On the other hand, if EP is initially normally charged but changes to reverse ionization conditions due to changes in operating conditions, etc.
Since V _b improves in the process of decreasing γ,
After setting γ=1/3 or less, one cycle of control ends.

Further, in a state where the reverse ionization state continues, by determining γ≦1/3 at the first stage of one cycle of control, the control immediately shifts to control to make V _b the maximum value. In other words, compare the previous V _b and the current V _b ,
It constantly increases or decreases the charge rate in the direction of becoming larger than the previous V _b , for example, γ =
If 1/11 is the maximum value, the current setting value is γ = 1/
3, if the previous value was 1/2, control is performed so that it approaches the maximum value by further lowering γ, as shown in FIG. On the other hand, if the current set value is γ = 1/11 and the previous setting was γ = 1/7, an attempt is made to further lower γ and the setting is γ = 1/21, but in this case, the next control Since it is determined that V _b has decreased compared to the previous time, the next setting will try to increase γ, so γ
= Floating control around 1/11.

In other words, control is performed to constantly aim for γ=1/11.
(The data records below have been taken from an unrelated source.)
PR #199, opened 2023-11-16
Add gprofiler

WackerO:
## PR checklist

- [x] `README.md` is updated (including new tool citations and authors/contributors).


workflows/differentialabundance.nf
```diff
@@ -563,15 +615,23 @@ workflow DIFFERENTIALABUNDANCE {
         params.exploratory_assay_names.split(',').collect { "${it}_matrix".toString() } +
         [ 'contrasts_file', 'versions_file', 'logo', 'css', 'citations' ]
 
+
     // Condition params reported on study type
 
-    def params_pattern = ~/^(report|study|observations|features|filtering|exploratory|differential|deseq2|gsea).*/
+    def params_pattern = "report|study|observations|features|filtering|exploratory|differential|gsea|round_digits"
```
pinin4fjords, line 621: I think you should prefix the round digits param to place it into into one of the existing categories (maybe the report?)

workflows/differentialabundance.nf
```diff
@@ -563,15 +615,23 @@ workflow DIFFERENTIALABUNDANCE {
...
+    if (params.study_type == 'rnaseq'){
+        params_pattern += "|deseq2"
+    }
     if (params.study_type == 'affy_array' || params.study_type == 'geo_soft_file'){
-        params_pattern = ~/^(report|study|observations|features|filtering|exploratory|differential|affy|limma|gsea).*/
+        params_pattern += "|affy|limma"
```
pinin4fjords, line 626: nice- tidy

pinin4fjords (changes requested):
I'm going to have a another run-through of this in the morning. But for now: do you think it's sensible to have BOTH GSEA and gprofiler run? We could have a variety of gene set methods available, and I'm inclined to have one active at a time or the report will get very busy and complex.

WackerO:
> I'm going to have a another run-through of this in the morning. But for now: do you think it's sensible to have BOTH GSEA and gprofiler run? We could have a variety of gene set methods available, and I'm inclined to have one active at a time or the report will get very busy and complex.

Good point, but I would prefer not to outright prevent multiple methods from running simultaneously (sb might want to compare the results for example). I feel like if all of these methods are disabled by default, that should be fine, no? If a user then decides to run multiple ones in parallel, that's sort of on them :'D

workflows/differentialabundance.nf
WackerO: Ah yes, will do. If we add more of these params that affect multiple modules, we might consider adding a new category

assets/differentialabundance_report.Rmd
```diff
@@ -871,6 +914,42 @@ if (any(unlist(params[paste0(possible_gene_set_methods, '_run')]))){
 }
 ```
 
+```{r, echo=FALSE, results='asis', eval=params$gprofiler2_run}
+enrichment_files <- grep("gprofiler2", list.files(params$input_dir), value=T, fixed=T)
+cat(paste0("\n### Pathway enrichment analysis {.tabset}"))
```
pinin4fjords, line 919: This needs to be within the contrast-wise loop above- you'll see from the structure there that I anticipated multiple gene set methods in future. You should be able to infer the files you'll need to read from the contrast variables available there, rather than inferring contrasts from the gprofiler files.

docs/usage.md
```diff
@@ -269,6 +269,18 @@ With this configuration in place deployment should happen automatically every ti
 
 There is also a [Shiny server application](https://posit.co/download/shiny-server/), which you can install on your own infrastruture and use to host applications yourself.
 
+## Pathway enrichment analysis
```
pinin4fjords, line 272: Could you include GSEA here? At least mention it as an option/ add a subheading so that I can go back and fill it in (I didn't realise I hadn't documented that at all).

nextflow_schema.json
```diff
@@ -903,6 +991,20 @@
             },
             "fa_icon": "fab fa-app-store-ios"
         },
+        "multi_module_settings": {
+            "title": "Multi module settings",
+            "type": "object",
+            "description": "These parameters affect multiple modules in the pipeline.",
+            "default": "",
+            "properties": {
+                "round_digits": {
```
pinin4fjords: Just use the existing 'reporting_options' section and mention in the description that it just affects some tabular outputs in the report HTML.

workflows/differentialabundance.nf
```diff
@@ -117,6 +128,7 @@ include { LIMMA_DIFFERENTIAL                                } from '../modules/n
 include { CUSTOM_MATRIXFILTER                               } from '../modules/nf-core/custom/matrixfilter/main'
 include { ATLASGENEANNOTATIONMANIPULATION_GTF2FEATUREANNOTATION as GTF_TO_TABLE } from '../modules/nf-core/atlasgeneannotationmanipulation/gtf2featureannotation/main'
 include { GSEA_GSEA                                         } from '../modules/nf-core/gsea/gsea/main'
+include { GPROFILER2_GOST as GOST                           } from '../modules/nf-core/gprofiler2/gost/main'
```
pinin4fjords, line 131: could we leave it as "GPROFILERS_GOST" for consistency with "GSEA_GSEA"?

nextflow_schema.json
```diff
@@ -864,6 +859,99 @@
...
+            "type": "object",
+            "description": "",
+            "default": "",
+            "properties": {
+                "gprofiler2_run": {
+                    "type": "boolean",
+                    "description": "Set to run gprofiler2 and do a pathway enrichment analysis.",
+                    "fa_icon": "fas fa-running"
+                },
+                "gprofiler2_organism": {
```
pinin4fjords, line 874: OK for now, but when we sort out references I think we may need an optional generic species label at the top level of the report.

workflows/differentialabundance.nf
```diff
@@ -454,6 +466,38 @@ workflow DIFFERENTIALABUNDANCE {
...
+            ch_background = []
+        } else if (params.gprofiler2_background_file == "auto") {
+            // If auto, use input matrix as background
+            if(params.study_type == "geo_soft_file") {
+                ch_background = ch_norm.map{it.tail()}
+            } else {
+                ch_background = ch_raw.map{it.tail()}
+            }
+        } else {
+            if (!file(params.gprofiler2_background_file).exists()) {
```
pinin4fjords, line 482: You can just use `file(param, checkIfExists: true)`

workflows/differentialabundance.nf
```diff
@@ -454,6 +466,38 @@ workflow DIFFERENTIALABUNDANCE {
...
+                error("Param gprofiler2_background_file must be null, 'auto' or valid file path!")
+            }
+            ch_background = Channel.fromPath(params.gprofiler2_background_file)
+        }
+        if (!params.gprofiler2_gmt_file) {
```
pinin4fjords, line 487: There is already a param `gsea_gene_sets` for providing GMT files to the pipeline. Let's just make that more generic so you can use it (and the `ch_gene_sets` channel) for gprofiler too.

workflows/differentialabundance.nf
```diff
@@ -531,6 +575,14 @@ workflow DIFFERENTIALABUNDANCE {
             )
     }
 
+    if (params.gprofiler2_run){
+        ch_report_input_files = ch_report_input_files
+            .combine(GOST.out.plot_html.map{it[1]}.flatMap().toList())
+            .combine(GOST.out.all_enrich.map{it[1]}.flatMap().toList())
+            .combine(GOST.out.sub_enrich.map{it[1]}.flatMap().toList())
+        GOST.out.plot_html
```
pinin4fjords, line 583: Should there be a combine here?

pinin4fjords (commented):
Some more comments.

Mostly I think gprofiler should be better integrated into existing structures for working with gene sets (gene set file channels, report sections etc).

assets/differentialabundance_report.Rmd
WackerO: @pinin4fjords I'm wondering if we want to differentiate between gene set enrichment analysis and pathway enrichment analysis...if so, we should keep separate paragraphs in the report; otherwise I can add gprofiler into the existing loop

nextflow_schema.json
WackerO: Yep; ATM only gprofiler uses that param, that's why I made it specific, but can this change in the future

workflows/differentialabundance.nf
WackerO: Oops, that was a copy-paste-error, the channel is already combined in that block

docs/usage.md
WackerO: Will do!

assets/differentialabundance_report.Rmd
WackerO: I think pathway is more function-focussed, gene set sounds broader and not as specific to a certain purpose. I also looked the terms up, seems they are indeed (at least sometimes) distinguished, like [here](https://advaitabio.com/science/pathway-analysis-vs-gene-set-analysis/) and [here](https://bmcbioinformatics.biomedcentral.com/articles/10.1186/s12859-015-0751-5) (abstract).
But I don't specifically mind either way. However, I just realized that the GMT files may look different for GSEA and gprofiler2, so if we move the two together into one category and e.g. use only a single GMT parameter, I think we might have to keep those separate...

pinin4fjords: So, functionally these things are the same thing. We're talking sets of genes whether you mean pathways, GO terms, whatever- so let's keep to gene set (unless you propose limiting users to 'pathway' gene sets in some way). 

Could you expand on the GMT file differences? I would expect them to be interchangeable, so if they are indeed different we should document what the blocking differences are for each method- e.g. why a gene sets file I used for GSEA couldn't also be used for gprofiler.

pinin4fjords: Fundamentally the database shouldn't matter, these are just 'bags of genes', with identifier types corresponding to the ones you use in your input matrices. The source is irrelevant at run time (unless gprofiler is doing something I don't understand).

pinin4fjords: And no, there's no gene set database invoked at runtime in GSEA as we're using it- we supply the gene sets via the GMT files and GSEA does the stats.

WackerO:
Note: This can only be merged after https://github.com/nf-core/modules/pull/4538

assets/differentialabundance_report.Rmd
WackerO: I added gprofiler to the GSEA section. I also created a new param group called mods_ into which we can put all parameters that affect multiple modules (I'm open for suggestions for better names) and added both round_digits and gene_sets into that category; I felt like gene_sets does not really fit report_. There is also a short documentation section about GSEA; if you want, you can also send me some more elaborate text and I'll add that in

assets/differentialabundance_report.Rmd
```diff
@@ -838,32 +880,67 @@ for (i in 1:nrow(contrasts)){
...
+            cat("\n###### ", contrast_descriptions[i], "\n")
+            target_gsea_results <- read_metadata(target_gsea_tables[i])[,c(-2,-3)]
+            print( htmltools::tagList(datatable(target_gsea_results, caption = paste0("\nTarget (", contrasts$target[i], ")\n"), rownames = FALSE) ))
+            ref_gsea_results <- read_metadata(reference_gsea_tables[i])[,c(-2,-3)]
+            print( htmltools::tagList(datatable(ref_gsea_results, caption = paste0("\nReference (", contrasts$reference[i], ")\n"), rownames = FALSE) ))
+          }
+        }
+
+      } else if (gene_set_method == 'gprofiler2') {
+        enrichment_files <- grep("gprofiler2", list.files(params$input_dir), value=T, fixed=T)
```
pinin4fjords, line 913: Can you be consistent with the GSEA loop please? So loop through the gmt files and contrasts in the same way, and infer what the gprofiler files should be from the contrast names (they should be predictable). Then you can say explicitly when things are missing for a given contrast or gene sets file.

assets/differentialabundance_report.Rmd
```diff
@@ -838,32 +880,67 @@ for (i in 1:nrow(contrasts)){
...
+
+          for (html in rev(grep(".html", enrichment_files, value=T, fixed=T))) {
+            contrast <- unlist(strsplit(html, "gprofiler2.", fixed=T))[2]
+            contrast <- unlist(strsplit(contrast, ".gostplot", fixed=T))[1]
+            if (! file.exists(file.path(params$input_dir, html))){
+              stop(paste("gprofiler2 gost plot", file.path(params$input_dir, html), "does not exist"))
+            }
+
+            cat(paste0("\n##### ", contrast, "\n"))
+            cat(paste0('<embed type="text/html" src="', file.path(params$input_dir, html), '" width="800" height="400">'))
```
pinin4fjords, line 926: I'm not convinced by embedding random HTML in here, it could get messy and we're putting a lot of trust in the people who make those HTML files not to make them huge and unweildy. 

I could have done that for GSEA, but intentionally kept things to the summary tables and I think we should do the same for this. The user can go and refer to the individual HTML reports themselves.

assets/differentialabundance_report.Rmd
```diff
@@ -937,6 +1014,12 @@ if (any(unlist(params[paste0(possible_gene_set_methods, '_run')]))){
 }
 ```
 
+```{r, echo=FALSE, results='asis', eval=params$gprofiler2_run}
```
pinin4fjords, line 1017: This versions table should happen automatically as part of the above - you shouldn't need a new block

pinin4fjords (changes requested):
Getting closer, but as per the comments I think the integration and consistency with what is done for GSEA could go further. 

Also, for the subway map it's not the case that workflow would flow from one gene set method to the next. Could you split them out horizontally so the path branches to the two different methods and rejoins after?

nextflow.config
```diff
@@ -168,6 +181,10 @@ params {
     shinyngs_shinyapps_account      = null
     shinyngs_shinyapps_app_name     = null
 
+    // Multi-module options
+    mods_gene_sets                  = null
```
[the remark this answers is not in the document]
WackerO: Actually, to clarify: So the section will be called gene_set_files? Or the parameter? If the latter, in which section should it go?

assets/differentialabundance_report.Rmd
WackerO: The GMT file is optional for gprofiler; it does not behave exactly like the GSEA module. I'll have to think how to still make the loop work

pinin4fjords: So gprofiler has internal databases it would use without gmt files? Fair enough then- but still iterate over contrasts and look for matching files I think.

WackerO:
I believe I implemented all requested changes. Hope this is fine now; not sure how similar I can make the code for gsea and gprofiler in the report given that the two modules function a bit different

conf/test.config
```diff
@@ -45,7 +45,7 @@ params {
     // Test dataset is too small for the nsub default value
     deseq2_vst_nsub                   = 500
 
-    // Activate GSEA
-    gsea_run = true
-    gsea_gene_sets = 'https://raw.githubusercontent.com/nf-core/test-datasets/modules/data/genomics/mus_musculus/gene_set_analysis/mh.all.v2022.1.Mm.symbols.gmt'
+    // Activate gprofiler2
```
pinin4fjords, line 48: Could you not activate this in the small test profile please? I left GSEA out of this to keep it minimal. Fine for test_full.

Also, when I tried to run GSEA at the same time by activating:

```
   // Activate GSEA
    gsea_run = true
    gene_sets_files = 'https://raw.githubusercontent.com/nf-core/test-datasets/modules/data/genomics/mus_musculus/gene_set_analysis/mh.all.v2022.1.Mm.symbols.gmt'
```

I got this error:

```
  Your custom annotations ID is gp__NSxz_Dr8C_16U
  You can use this ID as an 'organism' name in all the related enrichment tests against this custom source.
  Just use: gost(my_genes, organism = 'gp__NSxz_Dr8C_16U')
  Detected custom GMT source request
  No results to show
  Please make sure that the organism is correct or set significant = FALSE
```

pinin4fjords (changes requested):
Thanks for the work. A few more things:

- I'd like to avoid doing list.files() test at the top- it's better if the user sees a heading for each gene set test and a message where the results file is empty. That's consistent with the "No significantly differential" message in the differential gene tables. When I get time I'll check what the GSEA is doing for empty results (it's probably just showing empty tables, and a message would be better).
- Best not to activate this in the test profile and keep that minimal 
- There seems to be an error in gProfiler when you activate GSEA and provide the gene sets - possibly some missing logic. Could you address that? 
- Could you make sure that `test_full` runs please? The gene sets param hasn't been updated there, so I'm assuming you haven't yet. It's also important that we demonstrate that gProfiler can run alongside GSEA.

docs/usage.md
```diff
@@ -269,6 +269,30 @@ With this configuration in place deployment should happen automatically every ti
 
 There is also a [Shiny server application](https://posit.co/download/shiny-server/), which you can install on your own infrastruture and use to host applications yourself.
 
+## Gene set enrichment analysis
+
+Currently, two tools can be used to do gene set enrichment analysis.
+
+### g:Profiler
```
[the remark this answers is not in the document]
WackerO: Nope, the tool itself is called [g:Profiler](https://academic.oup.com/nar/article/47/W1/W191/5486750); I decided to add the name of the tool itself instead of the R package gprofiler2. Should I change that?

I went for an alphabetic ordering, but sure, will change!

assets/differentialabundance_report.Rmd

Also, when normal charge is restored from reverse ionization,
Since V _b improves each time γ is increased, γ is increased until γ is set to <1/3, and in the next loop, a transition is made to the normal charging loop.

〔Effect of the invention〕

According to the present invention, the following effects can be achieved.

(1) For EPs that have an intermittent charging function, by optimizing the charging rate setting by determining the minimum value per cycle of the voltage waveform, it is possible to use an individual power supply unit without the need for a dust monitor. Optimum adjustment can be made for each case.

(2) In the above, the minimum value per cycle of the voltage waveform is a monotonically decreasing function during normal charging, and the maximum value is in the region where the charging rate is 1/3 or less when reverse ionization occurs. Speeding up of control is possible by controlling according to the conditions.

[Brief explanation of the drawing]

Fig. 1 is a diagram showing a configuration example of a power supply used to carry out the method of the present invention, Fig. 2 is a diagram showing a flow of a control method for controlling the power supply, and Fig. 3 is an EP
Figure 4 shows a comparative example between continuous charging and intermittent charging regarding the relationship between the charging state and current/voltage waveform. Figure 4 shows the relationship between the charge rate and dust collection for intermittent charging for each dust condition. 5 is a diagram showing the relationship between the minimum voltage value V _b per cycle at that time and the charging rate, and FIG. 6 is a diagram for explaining an example of a conventional method for setting intermittent charging. 1... Thyristor circuit, 4... EP, 5... Current detector, 6... Voltage detector, 7... Control unit.

Claims (1)

[Claims] 1. In the charging rate control method for an electrostatic precipitator with an intermittent charging function, when charging is normal, the voltage is 1
An electric concentrator characterized in that the charge rate is controlled so that the minimum value per cycle becomes the maximum value, and when reverse ionization occurs, the charge rate is controlled so that the minimum value per cycle of voltage becomes the maximum value. Charge rate control method for dust equipment.